My current home ISP and my last one both support IPv6 just fine. It is not a mobile-only thing.

alt227 2 hours ago | parent [-]

Everything supports both. We are talking about being issued only IPv6 addresses where you actually use it to connect to stuff.

Most mobile devices are only issued an IPv6 address and therefore when the masses do google searches it uses IPv6 and makes it look like there is huge adoption.

tialaramex an hour ago | parent | next [-]

Unsurprisingly Google actually does also have IPv4 addresses. What they're measuring isn't "How did you reach our servers?" but instead "Could you have reached our IPv6 servers?"

So that measures everybody who has working IPv6. https://www.google.com/intl/en/ipv6/statistics.html

umanwizard an hour ago | parent | prev [-]

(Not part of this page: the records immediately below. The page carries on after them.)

PR #658, opened 2026-07-27
docs(knowledge): catalog the errors that arrive as blocking modals

mattcfilbert:
## Decision
Blocking-dialog error codes get written down, with their triggers and guards, in one place agents can read. This is a rule we now keep: when a modal wedges a session, the code and its trigger land in this file instead of in someone's memory.

The load-bearing sentence in the file: **there is no command that dismisses a dialog, so prevention is the only recovery.** The shipped command reference flags 18 commands that open a blocking dialog and contains none that closes one. A modal owns Desktop's single UI thread, so an agent that opens one has lost the session until a human clicks.

## Scope
Ten error codes we have hit this month. Four with verified triggers and guards:
- `5F1F5407` Qualified Name Parse Error — apply against a datasource built from a UTF-16LE, tab-delimited CSV with parentheses in the filename. Reads and calc authoring work; only apply fails.
- `AC6CC624` — a filter or Top-N limit of 0 or less.
- `CDEAC1A9` — a parameter action aimed at a set instead of a parameter.
- `47BF7751` — raw `goto-sheet` with a name that is not in the live inventory.

The other six are listed with the trigger marked UNKNOWN. That is deliberate: a shared error code does not prove a shared cause, and a guessed trigger in a tactics file is worse than an admitted gap.

Deliberately out: any code change. This is documentation of behavior that already exists.

The UNKNOWN rows stay UNKNOWN until someone reproduces them. Filling one in requires the same standard as the four above — a repro, the build number, and what did not work alongside what did.

## Evidence
Every verified trigger was reproduced live this month during eval runs on build `0000.26.0724.1117`; `5F1F5407` twice on two fresh instances, with a two-file repro pair in `agent-to-tableau-desktop`. The 18-command count comes from the shipped command reference in this repo, searched for Dismiss, Cancel, Escape, CloseDialog, and CloseModal. Full suite 366 files / 6191 tests, `tsc --noEmit`, and lint green — run firsthand.

## Approving this means
An agent that is about to author a filter, an action, or a navigation can find out beforehand which of those will hang the session, and a human triaging a wedged run can start from a code rather than from scratch.

### DIFF
--- a/resources/desktop/knowledge/_index.md
+++ b/resources/desktop/knowledge/_index.md
@@ -95,6 +95,7 @@ Entries show the tactics slug and, where one exists, its strategy companion.
 
 ### "Something went wrong / governance / tooling"
 - Recovering from a failed apply (MCP) → `tactics/workflow/recovery` · general troubleshooting: `strategy/workflow/troubleshooting-workbooks`
+- Blocking Desktop error dialogs (10-code catalog, prevention guards, no headless dismissal) → `tactics/workflow/errors-as-modals`
 - Field/datasource "not found" after a user change = stale cache (refresh with a live `session` first, don't declare Tableau unreachable); honor the `HOST VERIFICATION` receipt before claiming success → `tactics/workflow/failure-recovery-honesty`
 - Python helper templates → `tactics/workflow/python-helpers` · tool-selection strategy: `strategy/workflow/automation-tool-selection`
 - Template injection workflow → `tactics/workflow/templates`
--- a/resources/desktop/knowledge/tactics/workflow/errors-as-modals.md
+++ b/resources/desktop/knowledge/tactics/workflow/errors-as-modals.md
@@ -27,8 +27,10 @@ command after the dialog appears.
    of at least 1, and resolve action targets to the correct Tableau object type.
 2. Prefer guarded authoring tools over raw `tabdoc:` commands. The `activate-sheet`
    tool fresh-reads the workbook and refuses an unknown target before navigation.
-3. Treat a modal-risk failure as terminal for unattended work. Stop retries, report
-   the exact error code and operation, and ask a human to dismiss the dialog.
+3. Treat a modal-risk failure as terminal for unattended `/v0` work. Stop retries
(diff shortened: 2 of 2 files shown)


mattcfilbert:
## Review findings applied (`93237de5`)

**The 18-command figure was the important catch, and it contradicted our own knowledge.** `tactics/data/dialog-command-misclassification.md` already documents that `opens_blocking_dialog` is a known false negative for a whole class — 16 more commands (15 `*DialogCommand`-sourced plus `tabdoc:revert-workbook-ui`) are marked `opens_blocking_dialog: false` **and** `agent_can_invoke: true` while blocking in practice, one live-proven on 2026-07-19 (`tabdoc:edit-existing-parameter` hung a session 12s while `/v0/health` kept answering OK). Citing 18 as authoritative was the exact mistake that older file exists to prevent. The catalog now says 18 is the count the reference *flags*, calls it a floor, puts the real known set at 34 or more, and cross-links the misclassification file.

**Two guard cells described enforcement that is not on this branch.** The below-1 filter invariant and the `<edit-group-action>` set-action requirement are both still open PRs (#654, #655). An agent reading this file today would have trusted guards that are not there. Both now read as required behavior rather than shipped fact.

**Two UNKNOWN rows recovered.** The reviewer found receipted triggers in session evidence for `CEED3E34` (invalid calculation derivation strings during a Gantt build) and `F1E7F185` (a new-worksheet name passed as the literal string). Both are filled in and explicitly marked receipted-from-session-evidence rather than newly reproduced. Four codes stay UNKNOWN, which is still the honest answer for them.

**Cross-linked `tactics/workflow/recovery`** so the two files stop teaching different postures — the escalation ladder lives there, the prevention catalog lives here.

Verified firsthand after the fixes: full suite 366 files / 6191 tests, `tsc --noEmit`, and lint clean, including the tool-token test that rejects unregistered hyphenated tokens in backticks.

## Sequencing

This is documentation only and can merge any time, but it reads best after #654 and #655 land, at which point the two "required behavior" cells can go back to stating shipped fact.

> We are talking about being issued only IPv6 addresses where you actually use it to connect to stuff.

You seem to be asserting that dual-stack machines use IPv4 by default, but that's not really true. If your machine has both IPv4 and IPv6 connectivity, browsers will in fact use IPv6 to connect to sites that support it, like Google. They prefer IPv6 by default and fall back to IPv4 if IPv6 is slower (Happy Eyeballs algorithm).

Of course, random software can mostly use whichever it wants, so I'm not claiming every process on such a machine will use IPv6, but most common stuff does.